# snowbear backdrag



## jacob land and (Jan 25, 2006)

does anyone know if you can back drag with the snow bear plow, is it heavy enough even though theres no hydraulic down preasure?


----------



## groundbreakers (Jan 16, 2004)

you cant really backdrag with the snowbear plow ... unless you have custom brackets like i have to mount some small weights behind the blade ...


----------



## 00 Ram (Nov 11, 2004)

I don't know if its the weight issue so much as the fact that there isn't much holding the sb onto the truck. If you were to back drag, the force that would be trying to pull the plow away from the front of the truck is only countered by 2 small pins. they may not be strong enough for that job. They're perfectly adequate to do what they were designed for, which is to keep the plow frame from jiggling off the undercarriage during normal driving vibrations and bumps and so forth. When pushing, the force isn't on the pins; its on the undercarriage, which then transfers to the vehicle frame. 

conventional plows work the same way, but they have much bigger pins. 

I don't think a non-power-angling plow lends itself to back-dragging, anyway. the typical scenario I'm picturing would require the blade to be straight for taking a bite out of a snow bank in tight quarters...then scooping it off to the side somewhere by angleing the plow and pushing forward. 

I've only used mine a couple of times, but it seems to be heavy enough to scrape a considerable amount of gravel off the driveway. :crying: its been warm around here, though, so its not exactly frozen hard.


----------



## jeepplow (Sep 23, 2003)

*Back dragging*

I have a Wrangler with the Snowbear. This is my third season with it (though like everyone else, I have not used it more than once this year). I would back drag the snow from the front of my garage all the time with it. Only had to drag it about 3 feet. I have moved 6-8 inch snows (mostly powder) with it and it worked fine.
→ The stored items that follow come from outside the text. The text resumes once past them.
Issue #181, opened 2025-02-08
Cache playwright install in GHA


incognitojam:
Should be able to cut CI time by 10 seconds

PR #199, opened 2025-02-23
Cached playwright in test job.

Cynamide:
Job now uses cached playwright files to run test. Key is generated from the hash of `bun.lockb` file.  Issue: #181 

I am not sure if this approach is better than directly having key as the playwright version contained in `package.json`. Any changes in the lock file will trigger `bun playwright install` even if there are no playwright specific changes in that file.

build / test reduced from 37secs ----> 19secs


incognitojam:
looks good to me, thanks!

PR #200, opened 2025-02-28
fix: view shared devices

incognitojam:
use test cases to validate redirect to login page and to view shared devices/public routes!

- you can view other devices even when you don't own them or are not signed in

I also had a lengthy gravel drive - maybe 300 feet with a turn around. Had little problem with grabbing the gravel which surprised me actually. I even spread >4" on the entire drive after the first year and still didn't pick up much gravel. I had the shoes adjusted fairly low since I was always plowing gravel/dirt.
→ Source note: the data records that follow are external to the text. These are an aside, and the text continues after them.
PR #203, opened 2025-03-15
feat: upload queue

greatgitsby:
second part of https://github.com/commaai/connect/issues/51


src/api/workflow.ts
```diff
@@ -0,0 +1,48 @@
...
+  fcamera: ["fcamera.hevc"],
+  dcamera: ["dcamera.hevc"],
+  ecamera: ["ecamera.hevc"],
+};
+
+export const uploadAllSegments = (routeName: string, totalSegments: number) => uploadSegments(routeName, 0, totalSegments - 1)
+
+export const uploadSegments = async (routeName: string, segmentStart: number, segmentEnd: number) => {
+    const dongleId = routeName.split('|')[0]
+    const routeId = routeName.split('|')[1]
```
greatgitsby, line 15: i don't like this behavior being duplicated throughout the code base. we can have a follow up issue to clean this up. but keeping it consistent in the meantime

greatgitsby:
how flexible are the LoC and bundle size numbers? i will do some refactoring but there will be limits.

incognitojam:
The hard limit is 500 kb, 5000 lines

I see about 200 lines is in the API fetchers, another 100 for types - for now I think you can save a bunch of lines by wrapping the lines less. I'd like to move this out to a separate package later if it's all standard comma API stuff (there is already a comma API package but it doesn't have types)

greatgitsby:
thanks!

yea moving api calls and types out will help quite a lot. i'll do some refactors and it should be achievable

incognitojam:
Need any help finishing this? You could also split the requesting uploads and upload queue into separate PRs

greatgitsby:
nope, i've been working on the clip bounty. i'm planning on separating the API contract and calls separately as that is well defined now

incognitojam:
Can you split this up at all? It's pretty difficult to review

greatgitsby:
let me see what i can do. some refactors were for DRY (like the stats bar, that code was already somewhere else)

greatgitsby:
removed the stats bar component and changes to the progress bar

incognitojam:
> let me see what i can do. some refactors were for DRY (like the stats bar, that code was already somewhere else)

> removed the stats bar component and changes to the progress bar

I just meant you could open PRs to fix/cleanup things first, which would be small and easy to merge, if they help make the diff for this PR smaller

greatgitsby:
created these which are self-contained:

https://github.com/commaai/connect/pull/235
https://github.com/commaai/connect/pull/236
https://github.com/commaai/connect/pull/237

i'll do some component refactors later today

package.json
```diff
@@ -52,6 +53,7 @@
     "playwright": "^1.51.1",
     "postcss": "^8.5.3",
     "solid-devtools": "^0.33.0",
+    "solid-transition-group": "^0.3.0",
```
incognitojam, line 56: this is a normal dep instead of a dev dep?

package.json
```diff
@@ -40,6 +40,7 @@
   },
   "devDependencies": {
     "@biomejs/biome": "1.9.4",
+    "@solid-primitives/timer": "^1.4.0",
```
incognitojam, line 43: is this used?

package.json
greatgitsby: sorry, used to putting everything in dev for FE apps. will move it since it's the standard here

package.json
greatgitsby: nice catch, was using it but not anymore. removing in next rev

src/components/upload-queue/index.tsx
```diff
@@ -0,0 +1,56 @@
...
+                    .filter((i) => i.status === 'uploading').length,
+              },
+              {
+                label: 'Waiting',
+                value: () =>
+                  queue()
+                    ?.items()
+                    .filter((i) => i.status === 'queued').length,
+              },
+              { label: 'Total', value: () => queue()?.items().length },
```
greatgitsby, line 34: this formatting can be more compact but Biome was doing this.

src/hooks/use-upload-queue.ts
```diff
@@ -0,0 +1,174 @@
...
+    return allItems.sort((a, b) => {
+      const statusDiff = getStatusPriority(a.status) - getStatusPriority(b.status)
+      if (statusDiff !== 0) return statusDiff
+      const routeDiff = a.route.localeCompare(b.route)
+      if (routeDiff !== 0) return routeDiff
+      const segmentDiff = a.segment - b.segment
+      if (segmentDiff !== 0) return segmentDiff
+      return a.filename.localeCompare(b.filename)
+    })
+  })
```
greatgitsby, line 162: i think i will setup a stable sort for the uploader queue on Athena. we might be able to let the device dictate the order (more than just priority) so that the animation is consistent

for now we can at least stable sort it visually

src/components/upload-queue/QueueItem.tsx
```diff
@@ -0,0 +1,52 @@
+import { Component, createMemo } from 'solid-js'
```
incognitojam, line 1: I would just put all of the components in the same file if they aren't going to be used elsewhere in the app

src/types.d.ts
```diff
@@ -214,3 +214,15 @@ export interface UploadQueueItem {
   retry_count: number
   url: string
 }
+
+export interface UploadItem {
```
incognitojam, line 218: Can this live in an `UploadQueue.tsx` too?

src/components/upload-queue/QueueItemTable.tsx
```diff
@@ -0,0 +1,69 @@
...
+import { For, Match, Switch } from 'solid-js'
+import { Transition, TransitionGroup } from 'solid-transition-group'
+
+import Icon from '~/components/material/Icon'
+import { UploadItem } from '~/types'
+
+import QueueItem from './QueueItem'
+import clsx from 'clsx'
+
+const animations = (slide: boolean) => {
```
incognitojam, line 11: Animations look like something which could just be added in a separate PR later, where there is time to test them properly

incognitojam (changes requested):
The upload queue looks good and is polished with animations and everything, but I don't think I can review this all at once still. It's just not possible for me to look at how this all works and give good feedback or ask questions...

What does a minimum upload queue look like? Could you make a version of this under 200 lines? Then you can open as many PRs as you like afterwards to add things (if you think these can be split out, just some ideas):
- animations
- clearing the queue
- showing the offline queue

By the way, this is 9% of the lines in the app!

greatgitsby:
hey, thanks for the review. sure, i can pair this down to start..

greatgitsby:
breaking these features into separate PRs won't change the lines of code it will introduce into the app. let's forgo them until there is a need, i guess.

greatgitsby:
closing in favor of https://github.com/commaai/connect/pull/251, a simplified version of this PR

The Snowbear did everything great for me.


----------



## bluejeep (Dec 1, 2005)

i have a snowbear on a wrangler... the plow does not do a good job and backdraging. i do a lot of driveways and evertime its a problem. Sometimes i jump out of the jeep and jump on the plow to force it down but it just goes back up when in R.


----------



## Mick (May 19, 2001)

The main factor affecting backdragging effectiveness is weight. The lighter the plow, the more tendency there is to "ride up" on the snow while you're going backyards. Snoway overcame this problem with it's downpressure. You can counter this on Fisher and Western (and others) by not holding the controller down for the float position.

Just a thought, but would it be possible to put a small reversed blade behind the regular blade on the "personal plows" to dig in when backblading?


----------



## PhantomRacer (Dec 27, 2004)

I have backdragged a bit. It isn't perfect..but works OK..
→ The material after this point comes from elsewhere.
PR #228, opened 2025-03-23
perf: reduce Material Symbols font payload

incognitojam:
Specify icon names to load from Material Symbols font, reducing the font payload from ~1MB to ~9KB.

What I find works OK sometimes is plowing the snow a few (5-6) feet....lifting the blade...moving the truck a couple feet forward ...lowering the blade in front of the pile...then backdragging it. It natually only works well on a few inches of snow.....

If there is a lot of inches (6-8+) I just try and backdrag it a few times..get the pile down..then push the last few inches (scraping it) forward..then backdragging the pile..

There must be a way to add something to the frame of the plow (near the winch maybe)...like a big 12v actuator or 2.. going down to the bottom back edge of the blade itself..maybe it could give some additional down force. 

Or make some kind of latch to secure the top and bottom triangle pivot frame together to prevent it from raising up. Maybe using Heavy Duty bungee cords would work too 

But as it is..it works well enough for me and my driveway. I am able to backdrag well enough right now.. I try and keep it simple ..

Paul


----------



## 00 Ram (Nov 11, 2004)

Mick said:


> Just a thought, but would it be possible to put a small reversed blade behind the regular blade on the "personal plows" to dig in when backblading?


I'm sure you "could".....but if you had the skill set and materials and gumtion to do such a thing, I don't think you would be using this type of plow in the first place.

My brother in law, for example...machinist and welder....he's owned countless plows, but was joking with me the other day that he'd never actually _bought_ one. Whenever he decides that he wants to put a plow on whatever it is that he's driving this week  , he just takes whatever junk is lying around from any of his many contacts, welds up a custom frame for it, and bada-bing/bada-boom, he's in business.

I was commenting to him how my snowbear is a little bit short, and he said "you know, it would be pretty easy to lengthen it..." 
"yeah", I said. "easy for YOU". 

for now, if I feel the need to back drag, I'll just have the wife come out and sit on the plow for the extra weight.


----------



## mobo (Jan 23, 2005)

I just wanted to say I have the winter wolf and this is my 3rd year with it and I had the same problem with back dragging. I found that if you back drag once and then plow it forward then drag back again it clears really well. I used plowed over the weekend and we had about 5 inches of wet heavy snow and it worked out great. I would tell ever one to try it and see if it works for them.


----------



## bluejeep (Dec 1, 2005)

Mick said:


> The main factor affecting backdragging effectiveness is weight. The lighter the plow, the more tendency there is to "ride up" on the snow while you're going backyards. Snoway overcame this problem with it's downpressure. You can counter this on Fisher and Western (and others) by not holding the controller down for the float position.
> 
> Just a thought, but would it be possible to put a small reversed blade behind the regular blade on the "personal plows" to dig in when backblading?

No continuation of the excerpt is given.